Phenotyping of Primary Hyperoxaluria
- Conditions
- Primary Hyperoxaluria
- Registration Number
- NCT05107830
- Lead Sponsor
- University Hospital, Strasbourg, France
- Brief Summary
985 / 5000 Résultats de traduction Primary hyperoxaluria is a rare autosomal recessive disease with an estimated prevalence of around 1 to 3 cases per million population. The most frequent attacks are urolithiasis disease and nephrocalcinosis, ultimately leading to end-stage chronic renal failure. The phenotype of this pathology is very heterogeneous, making the diagnosis difficult.
There is currently a significant diagnostic delay. This is potentially due to atypical forms, or to insufficient clinicians' awareness of its research.
However, the early diagnosis of this pathology is essential, since end-stage chronic renal failure can be avoided or at least delayed with early and appropriate management.

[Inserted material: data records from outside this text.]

PR #922, opened 2026-08-21
fix: fix charging for off peak

Lash-L:
This should handle: https://github.com/home-assistant/core/issues/169151

Need a matching HA side change to use the new property.


roborock/data/v1/v1_containers.py
```diff
@@ -224,6 +224,10 @@ def dock_state(self) -> RoborockDockState:
         newer off-peak charging logic seamlessly while maintaining backwards compatibility
         with older devices.
         """
+        return self.get_dock_state()
```
allenporter, line 227: why is it ok to have two versions, one with an extra input and one not? I think it implies that this method be determined by the container, since it needs device features as input.

I would say: (1) the current `dock_state` property needs to be deprecated and (2) the method below should be a function that takes as input `state`, `battery`, and `is_supported_valley_electricity` and is called from the trait.

(What is in this PR works in practice because the trait overrides the `dock_state` method, so I can approve, but i think this should be cleaned up)

allenporter (approved):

The objective of the study is to describe the phenotype of currently diagnosed primary hyperoxaluria, in order to identify the classic presentations but also the characteristics of atypical presentations
- Detailed Description
Not available
Recruitment & Eligibility
- Status
- UNKNOWN
- Sex
- All
- Target Recruitment
- 186
Not provided
Not provided
Study & Design
- Study Type
- OBSERVATIONAL
- Study Design
- Not specified
- Primary Outcome Measures
Name Time Method Retropsective study of classic presentations of atypical presentations of primitive hyperoxaluria and its characteristics of atypical presentations Files analysed retrospectively from January 01, 2015 to December 31, 2019 will be examined]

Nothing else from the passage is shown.